I recently met some guys that employed CART (Classification and Regression Trees) for unsupervised learning. In particular for clustering.
The idea is very simple:
- Make a copy of the original data;
- Shuffle each column individually;
- Label the original data as the positive class, and label shuffled data as the negative class;
- Run CART on the new dataset.
If CART is able to distinguish between positive and negative records, it means that in the original dataset there are regions with high density: i.e. clusters.
There is just one minor detail we have to keep in mind. CART will not be able to find the initial split at the root node if the distribution between positive and negative class is the same for each feature. So, it is better to obtain the copy of our dataset (labelled with the negative class) with bootstrapping.
I ran an example: I generated a 2-dimensional dataset with 2 clusters. One is centred in [5,5] and the other one is centred in [15,15]:
Then I generated the shuffled copy (bootstrapped) of the data and labelled it with the negative class (red):
Now it is clear that with CART we can identify the original clusters by performing classification. This is an example in R:
library(rpart)
library("partykit")
treefit <- rpart(Class ~ X1 + X2, data = dataset)
plot(as.party(treefit))
In particular, Node 4, 8 and Node 11 identify our original clusters.
This technique looks very interesting to me because:
- It automatically identifies the number of clusters in the dataset;
- Each cluster is identified by cut-offs on the features, which makes the cluster interpretation easier.
My questions are: Is it a common technique in machine learning?
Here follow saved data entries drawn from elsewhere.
PR #2007, opened 2026-05-13
feat(vikingbot): self-evolving agent memory with experience injection

yangxinxin-7:
## Summary

- **Fix agent memory URI**: use `openviking_config.agent_id` instead of `workspace_id`, preventing namespace mismatch when `agent_id` is unconfigured in `ov.conf`
- **Disable agent memory in auto recall**: experience memories are not searched during auto recall — only user memory is; experience injection is now done proactively at the right call sites
- **Inject experience memory on skill load**: via `PostCallHook` on `read_file`, experience context is prepended when a skill file is loaded
- **Inject experience memory on subagent spawn**: relevant experiences are injected into subagent task prompts before dispatch
- **Inject experience memory before write-related tool calls**: before `write_file` / `edit_file`, the LLM response is rolled back and re-called with experience context; guarded by a `write_exp_injected` flag so it only fires once per message
- **Gate all injection features via config**: `agent_memory_enabled` and `exp_write_tools` fields added to `OpenVikingConfig`

Implementation discussed with @huangruiteng.

### DIFF
--- a/bot/vikingbot/agent/loop.py
+++ b/bot/vikingbot/agent/loop.py
@@ -290,6 +290,7 @@ class AgentLoop:
             "completion_tokens": 0,
             "total_tokens": 0,
         }
+        write_exp_injected = False
 
         while iteration < self.max_iterations:
             iteration += 1
@@ -325,6 +326,33 @@ class AgentLoop:
                 )
 
             if response.has_tool_calls:
+                # Inject experience memory before write-related tool calls (once per session)
+                if not write_exp_injected:
+                    _ov_cfg = load_config().ov_server
+                    _write_tools = set(_ov_cfg.exp_write_tools)
+                    if any(tc.name in _write_tools for tc in response.tool_calls):
+                        write_exp_injected = True
+                        try:
+                            # Build query from last 3 user messages
+                            _user_msgs = [
+                                m["content"] for m in messages
+                                if m.get("role") == "user" and isinstance(m.get("content"), str)
+                            ]
+                            _query = "\n".join(_user_msgs[-3:])
+                            workspace_id = self.sandbox_manager.to_workspace_id(session_key) if self.sandbox_manager else "shared"
+                            _exp = await self.context.memory.get_viking_experience_context(
+                                query=_query, workspace_id=workspace_id
+                            )
+                            logger.info(f"[WRITE_EXP]: write tool detected, exp_found={bool(_exp)}, query={_query[:50]}")
+                            if _exp:
+                                messages.append({
+                                    "role": "user",
+                                    "content": f"## Relevant Agent Experience\n{_exp}",
+                                })
+                                continue
+                        except Exception as _e:
+                            logger.warning(f"[WRITE_EXP]: failed to load experience: {_e}")
+
                 final_reasoning_content = response.reasoning_content
                 args_list = [tc.arguments for tc in response.tool_calls]
                 tool_call_dicts = [
--- a/bot/vikingbot/agent/subagent.py
+++ b/bot/vikingbot/agent/subagent.py
@@ -92,11 +92,29 @@ class SubagentManager:
                 config=self.config,
             )
 
+            # Search experience memory relevant to this subtask
+            task_content = task
+            try:
+                from vikingbot.agent.memory import MemoryStore
+                memory_store = MemoryStore(self.workspace)
+                workspace_id = (
+                    self.sandbox_manager.to_workspace_id(session_key)
+                    if self.sandbox_manager
+                    else "shared"
+                )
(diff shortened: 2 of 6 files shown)


bot/vikingbot/hooks/builtins/openviking_hooks.py
```diff
@@ -97,27 +97,27 @@ async def _get_client(self, workspace_id: str) -> VikingClient:
         # Use global singleton client
         return await get_global_client()
```
yeshion23333: **[Bug]** (blocking) `get_global_client()` is now a process-wide singleton again, so the hook reuses the first `VikingClient` it created regardless of the current `workspace_id`. In practice, if workspace A loads a skill first and workspace B later hits this hook, workspace B will still read/write against A's OpenViking namespace because the cached client is bound to A's agent/workspace routing. That reintroduces the namespace-mismatch problem this PR is trying to fix. Please restore workspace-scoped client caching here (like the previous `_global_clients[workspace_id]` pattern) so each workspace keeps its own VikingClient.

bot/vikingbot/hooks/builtins/openviking_hooks.py
```diff
@@ -97,27 +97,27 @@ async def _get_client(self, workspace_id: str) -> VikingClient:
...
 
-    async def _read_skill_memory(self, workspace_id: str, skill_name: str) -> str:
-        ov_client = await self._get_client(workspace_id)
-        config = load_config()
-        openviking_config = config.ov_server
-        # (f'openviking_config.mode={openviking_config.mode}')
-        if not skill_name:
+    async def _search_skill_experiences(self, workspace_id: str, query: str) -> str:
```
yeshion23333, line 102: **[Bug]** (blocking) This changes skill loading semantics from "always append the exact `skills/{skill_name}.md` memory if it exists" to "search similar experiences and append those instead". That means an existing skill memory can silently disappear from the prompt whenever `search_experiences()` does not recall anything relevant enough. For example, a dedicated `skills/review-pr.md` note used to be deterministically loaded on every `review-pr` skill read; after this change, it is gone unless semantic search happens to retrieve a matching experience. If the goal is to enrich skill loading with experiences, we should keep the exact skill-memory read and add related experiences on top, not replace the existing source of truth.

bot/vikingbot/agent/subagent.py
```diff
@@ -92,11 +92,30 @@ async def _run_subagent(
                 config=self.config,
             )
 
+            # Search experience memory relevant to this subtask
+            task_content = task
+            try:
+                from vikingbot.agent.memory import MemoryStore
```
yeshion23333, line 98: **[Suggestion]** (non-blocking) The earlier version of this change imported `load_config` here, but the final code no longer uses it. If that import comes back in a follow-up revision, it would be worth dropping it to keep the file clean.

bot/vikingbot/agent/loop.py
```diff
@@ -290,6 +290,7 @@ async def _run_agent_loop(
             "completion_tokens": 0,
             "total_tokens": 0,
         }
+        write_exp_injected = False
```
yeshion23333, line 293: **[Suggestion]** (non-blocking) The new write-tool experience injection is effectively "at most once per session", not "before each write-related tool call", because `write_exp_injected` is never reset after the first hit. That may be an intentional token/latency tradeoff, but the PR description currently reads like every write call is protected. Please either document this behavior explicitly or narrow the claim in the PR description so reviewers and future maintainers do not assume per-write injection.

bot/vikingbot/config/schema.py
```diff
@@ -515,6 +515,7 @@ class OpenVikingConfig(BaseModel):
     account_id: str = "default"
     admin_user_id: str = "default"
     agent_id: str = ""
+    exp_write_tools: list[str] = Field(default_factory=lambda: ["write_file", "edit_file"])
```
yeshion23333, line 519: **[Suggestion]** (non-blocking) The PR description still says all injection features are gated by `agent_memory_enabled` and `exp_write_tools`, but the final code only keeps `exp_write_tools` and removes the `agent_memory_enabled` gate entirely. Please update the PR description to match the shipped behavior so the review context does not point readers at a config switch that no longer exists.

yeshion23333 (changes requested):
I found two blocking issues and a few follow-up suggestions. The main concerns are workspace-scoped OpenViking routing regressing to a global singleton in hooks, and skill memory retrieval being replaced by experience search instead of being augmented.

chenjw (approved):

chenjw (approved):

yeshion23333 (approved):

Have you ever seen this technique before? Did anybody analyse its performance across different datasets? I could not find the original paper. I could only find this link from Salford-systems where they say that the original idea belongs to Breiman.
Best Answer
I think this will only work on toy data sets like this, and where there is plenty of dead space. It relies on a shuffled object $(x_1,y_2)$ being totally different than the real data.
Try the same on a toy data set with four clusters, at (5,5), (5,15), (15,5), (5,5) and it will no longer work. Clusters and dense areas exist, but your approach will fail on this data.
There exists a similar approach for measuring if two attributes are associated, though. I.e. a form of correlation between X and Y. If X and Y are independen, you cannot distinguish (X,Y) from a shuffled version (X,Y').